LayerIF: Estimating Layer Quality for Large Language Models using Influence Functions
Hadi Askari, Shivanshu Gupta, Fei Wang, Anshuman Chhabra, Muhao Chen
TL;DR
LayerIF addresses the problem of variable training quality across layers in pretrained LLMs by introducing a data-driven, layer-specific Influence Function framework. It derives per-layer influence scores $I^{(l)}(z_i)$ and aggregated positives $S^{(l)}$ to quantify layer quality, then maps these scores to practical adaptations: non-uniform LoRA-MoE expert allocation and layer-wise pruning budgets.
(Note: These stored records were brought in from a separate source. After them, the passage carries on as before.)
PR #19612, opened 2023-09-05
[TF Hub][TF FE] Clean-up all downloaded files for TF Hub models validation

rkazants:
**Details:** Clean-up all downloaded files for TF Hub models validation

**Ticket:** 117711

### DIFF
--- a/tests/model_hub_tests/models_hub_common/constants.py
+++ b/tests/model_hub_tests/models_hub_common/constants.py
@@ -3,6 +3,13 @@
 # SPDX-License-Identifier: Apache-2.0
 
 import os
+import tempfile
+
+if os.environ.get('TFHUB_CACHE_DIR') is not None:
+    tf_hub_cache_dir = os.environ['TFHUB_CACHE_DIR']
+else:
+    tf_hub_cache_dir = os.path.join(tempfile.gettempdir(), "tfhub_modules")
+    os.environ['TFHUB_CACHE_DIR'] = tf_hub_cache_dir
 
 # supported_devices : CPU, GPU, GNA
 test_device = os.environ.get('TEST_DEVICE', 'CPU;GPU').split(';')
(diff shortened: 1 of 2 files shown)


popovaan (approved):

tests/model_hub_tests/models_hub_common/constants.py
```diff
@@ -3,6 +3,13 @@
 # SPDX-License-Identifier: Apache-2.0
 
 import os
+import tempfile
+
+if os.environ.get('TFHUB_CACHE_DIR') is not None:
```
gkrivor, line 8: Looks like it is just a dictionary, I may suggest to use "if 'TFHUB_CACHE_DIR' in os.environ"? As an alternate way if you want to use get, I suggest to use it like: tf_hub_cache_dir = os.environ.get('TFHUB_CACHE_DIR', os.path.join(...))

tests/model_hub_tests/models_hub_common/constants.py
```diff
@@ -3,6 +3,13 @@
...
+    tf_hub_cache_dir = os.environ['TFHUB_CACHE_DIR']
+else:
+    tf_hub_cache_dir = os.path.join(tempfile.gettempdir(), "tfhub_modules")
+    os.environ['TFHUB_CACHE_DIR'] = tf_hub_cache_dir
```
gkrivor, line 12: Doublecheck: do you really need to update environment variable? I'm not sure I understand the reason if you use a tf_hub_cache_dir

gkrivor (approved):

tests/model_hub_tests/models_hub_common/constants.py
rkazants: Just to secure that this env variable is set up for sure. Most likely, TF Hub will always set it up but I did not find that they guarantee it for sure.

PR #19622, opened 2023-09-05
Migrate ReduceL1, ReduceL2 to new API

praasz:
### Details:
 - Migrate ReduceL1, ReduceL2 to new API
 - Add new shape utils to replace deprecated functions.

### Tickets:
 - [CVS-118473](https://jira.devtools.intel.com/browse/CVS-118473)


src/core/src/op/reduce_l1.cpp
```diff
@@ -2,84 +2,72 @@
...
-    OPENVINO_SUPPRESS_DEPRECATED_START
-    NGRAPH_CHECK(validate_host_tensor_vector(inputs, 2));
-    NGRAPH_CHECK(validate_host_tensor_vector(outputs, 1));
+    OPENVINO_ASSERT(outputs.size() == 1);
+    OPENVINO_ASSERT(inputs.size() == 2);
 
-    const auto reduction_axes =
-        get_normalized_axes_from_tensor(inputs[1], inputs[0]->get_partial_shape().rank(), get_friendly_name());
-    OPENVINO_SUPPRESS_DEPRECATED_END
+    std::cout << "Reduce L1 eval " << this << std::endl;
```
ilyachur, line 47: Please remove debug messages

src/core/dev_api/shape_util.hpp
```diff
@@ -7,6 +7,31 @@
 #include "openvino/core/shape.hpp"
 
 namespace ov {
+
+template <class TContainer, class TAxes>
+TContainer reduce_container(const TContainer& input, const TAxes& axes) {
```
ilyachur, line 12: Why do we need to add these new API to developer API?
Why cannot it be internal API?

praasz: My intension was to provide this template to create this reduction for different type of containers or in same template implementation use it as template. But I think is not required to be public right now, I can hide it and consider to make it public if will be required.

Will update it.

src/core/shape_inference/include/reduce_shape_inference.hpp
```diff
@@ -1,16 +1,42 @@
...
+#include "openvino/op/util/arithmetic_reductions_keep_dims.hpp"
+#include "openvino/op/util/logical_reduction_keep_dims.hpp"
 #include "utils.hpp"
 
 namespace ov {
 namespace op {
+namespace util {
+
+template <class T>
+result_shape_t<T> reduce_shape(const T& input_shape, std::vector<int64_t>& axes, const bool keep_dims) {
```
mitruska, line 17: Is it possible to reuse common reduce helper here, or to use shape_infer in the evaluate?

src/core/src/shape_util.cpp
```diff
@@ -88,5 +88,21 @@ bool is_dynamic_shape(const Shape& s) {
...
+    return keep_dims ? reduce_keep_dims(input, axes) : reduce(input, axes);
+}
+
+std::vector<size_t> reduce(const std::vector<size_t>& input, const AxisSet& axes) {
+    return ov::reduce_container(input, axes);
+}
+
+Shape reduce_keep_dims(const Shape& input, const AxisSet& axes) {
+    return ov::replace_container(input, axes);
+}
```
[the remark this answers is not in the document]
praasz: No, the purpose is to have them separate and if `keep_dims` not required the user can select correct implementation, and additional check is not required.
There is difference be also when using for shape or for vector.

src/core/dev_api/shape_util.hpp
```diff
@@ -7,6 +7,31 @@
...
+        if (std::find(axes.begin(), axes.end(), axis) == axes.end()) {
+            result.emplace_back(input[axis]);
+        }
+    }
+
+    return result;
+}
+
+template <class TContainer, class TAxes>
+TContainer replace_container(const TContainer& input, const TAxes& axes) {
```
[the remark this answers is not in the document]
praasz: It is not internal stuff so it dosn't matter now. These function scope is one *.cpp.

src/core/shape_inference/include/reduce_shape_inference.hpp
praasz: It give not good result in term of binary size. Current solution is sufficient in evaluate.

src/core/dev_api/shape_util.hpp
```diff
@@ -7,6 +7,31 @@
...
+    auto result = input;
+    for (auto&& axis : axes) {
+        result[axis] = 1;
+    }
```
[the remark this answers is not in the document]
praasz: The `auto&&` will deduce in more generic way, Here there will be no special advantages or disadvantages.

src/core/dev_api/shape_util.hpp
```diff
@@ -26,5 +51,11 @@ OPENVINO_API Shape make_dynamic_shape();
  */
 OPENVINO_DEPRECATED("This function is deprecated and will be removed soon.")
 OPENVINO_API bool is_dynamic_shape(const Shape& s);
+
+OPENVINO_API Shape reduce(const Shape& input, const AxisSet& axes);
+OPENVINO_API Shape reduce(const Shape& input, const AxisSet& axes, const bool keep_dims);
+OPENVINO_API std::vector<size_t> reduce(const std::vector<size_t>& input, const AxisSet& axes);
+
+OPENVINO_API Shape reduce_keep_dims(const Shape& input, const AxisSet& axes);
```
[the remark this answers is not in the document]
praasz: Yes, the `OPENVINO_API`  is required if want to use them in other libraries. They have to be exported.

Regarding source file, I think is OK, the dev_api specifies functions which are not in general public API but in developer API, but still stored in main ov library.

src/core/reference/include/openvino/reference/reduce_l1.hpp
```diff
@@ -7,33 +7,55 @@
...
+namespace func {
+template <class T, typename std::enable_if<std::is_unsigned<T>::value>::type* = nullptr>
+constexpr T abs(const T num) {
+    return num;
+}
+
+template <class T, typename std::enable_if<std::is_signed<T>::value || ov::is_floating_point<T>()>::type* = nullptr>
+T abs(const T num) {
+    return std::abs(num);
+}
```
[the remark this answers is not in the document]
praasz: `abs` is not scope of this PR.

src/core/reference/include/openvino/reference/reduce_l1.hpp
```diff
@@ -7,33 +7,55 @@
...
+ * @param in             Input iterator to data.
+ * @param out            Output iterator to results.
+ * @param in_shape       Input shape.
+ * @param reduction_axes Axes on which reduction is applied.
+ */
+template <class InputIt, class OutputIt>
+void reduce_l1(InputIt in, OutputIt out, const Shape& in_shape, const AxisSet& reduction_axes) {
+    using T = typename std::iterator_traits<OutputIt>::value_type;
+    static_assert(std::is_same<typename std::iterator_traits<InputIt>::value_type, T>::value,
+                  "Assume in and out same type.");
```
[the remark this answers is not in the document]
praasz: The goal is to migrate to new API, the refactor is optional on this stage unless is relative easy.

In cpp the recommended way is use iterators over raw pointers when same iteration over data are done.
The iterators give more flexibility, as iterator can be e.g. using iterator adaptor. 
In reduce there could be some `stride iterator` adaptor which  could work similar as coordinate iterator but instead generate coordinate and calculate product just shift iterator to next element. Then instead loop some stl algo can be used which can impact on reducing code size and some performance as less multiplication will be used.
Using iterator also avoid do pointer arithmetic in explicit way, which is also not recommended to do.

I've check impact on binary size and here this change not affect it (but I've seen on some other implementations there is some change which increase size, then will leave pointer until root cause)

Regarding const T* can be achieved by providing const iterator or iterator from const container, then if function want change input data there will be an error.

I'm not sure if this approach can be applied to all reference but if there is no size penalty it gives more flexibility as template implementation.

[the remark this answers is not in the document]
mitruska: > I'm not sure if this approach can be applied to all reference but if there is no size penalty it gives more flexibility as template implementation.

There shouldn't be any size impact until new usages with other in/out template types.
Of course, I agree that usage of the iterators inside the reference implementation is good, but in fact the raw pointers are still passed to the function, because this is what `tensor.data()` returns.

mitruska (approved):

src/core/dev_api/shape_util.hpp
```diff
@@ -26,5 +26,11 @@ OPENVINO_API Shape make_dynamic_shape();
...
```
ilyachur, line 34: I don't see that anybody uses `reduce_keep_dims` method outside the common library, so looks like it can be removed from the developer API

praasz: The plan was to replace it for example in [mvn refernce](https://github.com/openvinotoolkit/openvino/blob/25b1b4e26c265bd0c11f52c34ba45bd69bb1e78c/src/core/reference/include/openvino/reference/mvn.hpp#L29).

I can hide but where should I put declaration to be available in reference implementaion?

And just maybe as TODO in separate PR. 
Should the `shape_utils.hpp` be moved into sub-folder `openvino/core` in dev_api?

ilyachur: Yes it will be better to move to sub folder

ilyachur (approved):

Across Mistral-7b-v0.1 and Gemma-7b, LayerIF yields consistent improvements over strong baselines in both MoE routing and pruning tasks, demonstrating dataset-specific layer specialization and model-agnostic applicability. The approach provides a principled, data-aware alternative to model-centric heuristics, with potential to improve efficiency and interpretability in large-scale deployment of LLMs.
Abstract
Pretrained Large Language Models (LLMs) achieve strong performance across a wide range of tasks, yet exhibit substantial variability in the various layers' training quality with respect to specific downstream applications, limiting their downstream performance. It is therefore critical to estimate layer-wise training quality in a manner that accounts for both model architecture and training data. However, existing approaches predominantly rely on model-centric heuristics (such as spectral statistics, outlier detection, or uniform allocation) while overlooking the influence of data. To address these limitations, we propose LayerIF, a data-driven framework that leverages Influence Functions to quantify the training quality of individual layers in a principled and task-sensitive manner. By isolating each layer's gradients and measuring the sensitivity of the validation loss to training examples by computing layer-wise influences, we derive data-driven estimates of layer importance. Notably, our method produces task-specific layer importance estimates for the same LLM, revealing how layers specialize for different test-time evaluation tasks. We demonstrate the utility of our scores by leveraging them for two downstream applications: (a) expert allocation in LoRA-MoE architectures and (b) layer-wise sparsity distribution for LLM pruning. Experiments across multiple LLM architectures demonstrate that our model-agnostic, influence-guided allocation leads to consistent gains in task performance.